#### What this task involves
Search term "itself": copy each line of the records that contains it.

#### Data records
PR #1718, opened 2026-06-18
chore: update hugr to 0.28.2

hsemenenko:


aborgna-q:
qis-compiler check fails due to outdated LLVM snapshots.
Can you run `just update-snapshots` ?

aborgna-q (approved):

PR #1719, opened 2026-06-18
test: add cross compilation test cases

ferbetanzo:
Adding a few cross compilation test cases

- Lowering generic and platform specific barriers.
- Re-lowering hugr that contains platform runtime barriers is not allowed.
- Cross platform compilation roundtrip.
- Lowering a hugr that contains all supported TketOp, SharedOP and platform-specific ops.


tket-qsystem/src/extension/qsystem/lower.rs
```diff
@@ -1154,27 +1211,229 @@ mod test {
...
+
+        // Lowering succeeds
+        lower_tk2_ops(&mut h, Preserve::Public, platform).unwrap();
+        h.validate().unwrap();
+
+        // The <platform>::RuntimeBarrier op should still be present (not remapped).
+        let barrier_still_present = h.nodes().any(|n| {
+            h.get_optype(n)
+                .as_extension_op()
+                .is_some_and(|op| op.def().extension_id() == ext_id)
```
aborgna-q: Could we check that there is an actual barrier op?

aborgna-q (approved):

PR #1720, opened 2026-06-18
perf(qsystem): pre-load lowerer with all replacements (#1717)

### LINKED ISSUE #1717: [Performance]: Qsystem lowering adds same op to ReplaceTypes many times
### Performance Issue

tket-qsystem/src/extension/qsystem/lower.rs lazily constructs the lowerer by first collecting all the ops that need to be replaced then for each one adding the implementation function to the lowerer. 

Given the ops that needs replacing are known and far fewer in number than the typical number of times those ops will be present in an input HUGR, we should instead simply pre-load the lowerer with _all_ lowerings and let it handle it. This saves at least one traversal to find the ops, and should simplify the code significantly. There should be no change in functionality or interfaces.

### Steps to Reproduce

Create a HUGR with many repeated tket.quantum ops and construct a benchmark with it

### Performance Metrics

```markdown

```

### Expected Performance

_No response_

### Component

Rust library

### Environment

```markdown

```

### Optimization Suggestions

_No response_

### Additional Context

_No response_

ss2165:
Closes #1717.

## What

`lower_tk2_ops` previously built the `ReplaceTypes` lowerer *lazily*: it
traversed the HUGR to collect every node needing replacement, then looped over
**every occurrence** and re-called `lowerer.set_replace_op(...)` (re-inserting a
template into a `BTreeMap` per occurrence). The set of distinct ops to lower is
small and known ahead of time, so this was redundant work.

Now all replacements (every `TketOp`, the cross-platform remaps, the legacy
`tket.qsystem` ops and the measurement replacements) are registered **once** up
front via two new helpers, `register_tket_op_replacements` and
`register_cross_platform_replacements`. A single traversal remains, but only to
collect the returned replaced-node list and to perform the per-node barrier
insertion (which mutates the HUGR via `InsertCut` and cannot be a pure
`ReplaceTypes` registration). The per-op caches and the `apply_cross_platform_*`
helpers are gone.

No functional or interface change: `lower_tk2_ops` still returns `Vec<Node>`,
and the full existing test suite (148 tests) passes unchanged.

## Benchmark

Added a criterion benchmark to `tket-qsystem` (mirroring `tket/benches`) that
lowers HUGRs with many repeated quantum ops (layers of `H`/`CX`/`Rx` +
`Reset`), 8 qubits, for both platforms.

| benchmark | baseline | this PR | change |
|---|---|---|---|
| helios / 10 layers | 2.78 ms | 3.17 ms | **+14%** |
| helios / 100 layers | 25.2 ms | 21.2 ms | **-15.7%** |
| helios / 1000 layers | 665 ms | 605 ms | **-9.1%** |
| sol / 10 layers | 2.28 ms | 3.31 ms | **+45%** |
| sol / 100 layers | 24.5 ms | 21.2 ms | **-13.5%** |
| sol / 1000 layers | 654 ms | 603 ms | **-7.9%** |

## Assessment / trade-off

- Pre-loading helps realistically-sized HUGRs (the issue's target: "many
  repeated ops"), saving ~8-16%.
- The small-input "regression" is a **fixed ~1 ms cost**: we now build all ~20
  multi-op decomposition templates up front even when only a few op kinds are
  present. It's negligible in absolute terms and irrelevant for whole-program
  lowering, but it does dominate the tiny 10-layer cases.
- The super-linear scaling (100->1000 ~= 28x) **persists**, which shows the
  dominant cost is `ReplaceTypes::run` itself, not the per-occurrence
  `set_replace_op` churn this PR removes. The classification traversal is
  <1% of runtime.

I deliberately did **not** pursue an interface-breaking follow-up (dropping the
`Vec<Node>` return to remove the traversal): barrier lowering needs a per-node
pass regardless of the return type, and the traversal isn't the bottleneck, so
the break would buy nothing. If we want a larger win, the lever is
`ReplaceTypes::run` / barrier insertion, not this registration path.

## Commits

1. `bench(qsystem)` - the benchmark + baseline numbers.
2. `refactor(qsystem)` - the pre-load refactor.

### DIFF
--- a/tket-qsystem/benches/benchmarks/generators.rs
+++ b/tket-qsystem/benches/benchmarks/generators.rs
@@ -1,0 +1,55 @@
+//! Helpers for building HUGRs that exercise the QSystem lowering pass.
+
+use hugr::CircuitUnit;
+use hugr::Hugr;
+use hugr::Wire;
+use hugr::builder::{Dataflow, DataflowHugr, FunctionBuilder};
+use hugr::extension::prelude::qb_t;
+use hugr::types::Signature;
+use tket::TketOp;
+use tket::extension::rotation::rotation_type;
+
+/// Build a module-rooted HUGR containing many repeated `tket.quantum` ops.
+///
+/// Each layer applies, across all qubits:
+/// - `H` on every qubit (multi-op / function-template lowering),
+/// - `CX` between neighbouring qubit pairs (multi-op),
+/// - `Rx` on every qubit, reusing a single copyable rotation input (multi-op),
+/// - `Reset` on every qubit (direct-map lowering).
+///
+/// This mixes the function-template path (the one that previously re-registered
+/// a replacement for every occurrence) with the direct-map path, so the total
+/// op count grows linearly with `layers` while the set of distinct ops stays
+/// tiny.
+pub fn make_quantum_layers(num_qubits: usize, layers: usize) -> Hugr {
+    let qb_row = vec![qb_t(); num_qubits];
+    let mut inputs = qb_row.clone();
+    inputs.push(rotation_type());
+
+    let mut h = FunctionBuilder::new("main", Signature::new(inputs, qb_row.clone())).unwrap();
+
+    let mut wires: Vec<Wire> = h.input_wires().collect();
+    let angle = wires.pop().expect("rotation input wire");
+
+    let mut circ = h.as_circuit(wires);
+    for _ in 0..layers {
+        for q in 0..num_qubits {
+            circ.append(TketOp::H, [q]).unwrap();
+        }
+        for i in 0..num_qubits / 2 {
+            circ.append(TketOp::CX, [2 * i, 2 * i + 1]).unwrap();
+        }
+        for q in 0..num_qubits {
+            circ.append_and_consume(
+                TketOp::Rx,
+                [CircuitUnit::Linear(q), CircuitUnit::Wire(angle)],
+            )
+            .unwrap();
+        }
+        for q in 0..num_qubits {
+            circ.append(TketOp::Reset, [q]).unwrap();
+        }
+    }
+    let qbs = circ.finish();
+    h.finish_hugr_with_outputs(qbs).unwrap()
+}
--- a/tket-qsystem/benches/benchmarks/generators.rs
+++ b/tket-qsystem/benches/benchmarks/generators.rs
@@ -21,7 +21,7 @@ use tket::extension::rotation::rotation_type;
 /// a replacement for every occurrence) with the direct-map path, so the total
 /// op count grows linearly with `layers` while the set of distinct ops stays
 /// tiny.
-pub fn make_quantum_layers(num_qubits: usize, layers: usize) -> Hugr {
+pub fn make_h_cx_rx_reset_layers(num_qubits: usize, layers: usize) -> Hugr {
     let qb_row = vec![qb_t(); num_qubits];
     let mut inputs = qb_row.clone();
     inputs.push(rotation_type());
--- a/tket-qsystem/src/extension/qsystem/lower.rs
+++ b/tket-qsystem/src/extension/qsystem/lower.rs
@@ -12,8 +12,6 @@ use hugr::{
     types::Signature,
 };
 use lazy_static::lazy_static;
-use std::collections::BTreeMap;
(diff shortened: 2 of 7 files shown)


tket-qsystem/src/extension/qsystem/lower.rs
```diff
@@ -277,56 +276,34 @@ pub fn lower_tk2_ops(
     let mut replaced_nodes = Vec::with_capacity(replacements.len());
```
acl-cqc: The only thing that slightly bothers me here is that these `replaced_nodes` are the nodes that one part of code (building the list) *thinks* another bit of code is going to replace.... but yeah, ReplaceTypes is too much of a closed box to do that any other way.

So the only thing we could do here would be to rename `replaced_nodes` to something else, say `nodes_about_to_replace`, as a slight clarity improvement. I'll leave that up to you to decide...

tket-qsystem/src/extension/qsystem/lower.rs
```diff
@@ -338,6 +315,98 @@ pub fn lower_tk2_ops(
...
+            for s_op in SolOp::iter() {
+                match SharedOp::try_from(s_op) {
+                    Ok(shared) => lowerer.set_replace_op(
+                        &s_op.to_extension_op().expect("valid registered SolOp"),
+                        NodeTemplate::SingleOp(HeliosOp::from(shared).into()),
+                    ),
+                    Err(_) if global => {
+                        debug_assert_eq!(s_op, SolOp::PhasedXX, "unexpected Sol-specific op");
+                        let template =
+                            NodeTemplate::call_to_function(build_sol_op_for_helios()?, &[])
```
acl-cqc: This `build_sol_op_for_helios` seems misnamed - it doesn't take any parameters saying what sol-op, can we rename to `build_sol_phasedxx_for_helios`?

tket-qsystem/benches/benchmarks/generators.rs
```diff
@@ -0,0 +1,55 @@
...
+/// - `H` on every qubit (multi-op / function-template lowering),
+/// - `CX` between neighbouring qubit pairs (multi-op),
+/// - `Rx` on every qubit, reusing a single copyable rotation input (multi-op),
+/// - `Reset` on every qubit (direct-map lowering).
+///
+/// This mixes the function-template path (the one that previously re-registered
+/// a replacement for every occurrence) with the direct-map path, so the total
+/// op count grows linearly with `layers` while the set of distinct ops stays
+/// tiny.
+pub fn make_quantum_layers(num_qubits: usize, layers: usize) -> Hugr {
```
acl-cqc: I might call this `make_h_cx_rx_reset_layers` as I think there are a few other possibilities

tket-qsystem/src/extension/qsystem/lower.rs
```diff
@@ -277,56 +276,34 @@ pub fn lower_tk2_ops(
...
+            }
             ReplaceOps::Barrier(barrier) => {
-                // Handle barrier replacements
-                //
-                // Only perform the replacement for global passes, as we
-                // cannot define the barrier function for local entrypoint scopes.
-                if let PassScope::Global(_) = &scope {
+                // Only perform the replacement for global passes, as we cannot
+                // define the barrier function for local entrypoint scopes.
+                if global {
```
acl-cqc, line 290: it does seem like one could actually include this barrier *in the replacement registered with the lowerer* with a bit more fun constructing it.

Then maybe we could make ReplaceTypes itself return a list of replaced nodes, which could be quite a nice feature, and we'd not need all of this. (However I guess there is an issue if you replace an op with some Hugr that includes an op that itself gets replaced - the returned Node would not really be meaningful).

acl-cqc (approved):
Yeah. So I think the decision made by this PR is whether the one-time setup cost, of constructing replacements for all ops even those not present in the underlying Hugr, is worth it; and your results do show that cost, but yeah, I agree it's acceptable, the reduction for big hugrs is more significant, and also the code cleanup :), so yes, looks good to me! Thanks :)

tket-qsystem/src/extension/qsystem/lower.rs
ss2165: agree but given the linear traversal is negligible performance wise, I don't think it is worth the churn on barrier code (which would be siginificant)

#### Exercise solution
  dominant cost is `ReplaceTypes::run` itself, not the per-occurrence
Then maybe we could make ReplaceTypes itself return a list of replaced nodes, which could be quite a nice feature, and we'd not need all of this. (However I guess there is an issue if you replace an op with some Hugr that includes an op that itself gets replaced - the returned Node would not really be meaningful).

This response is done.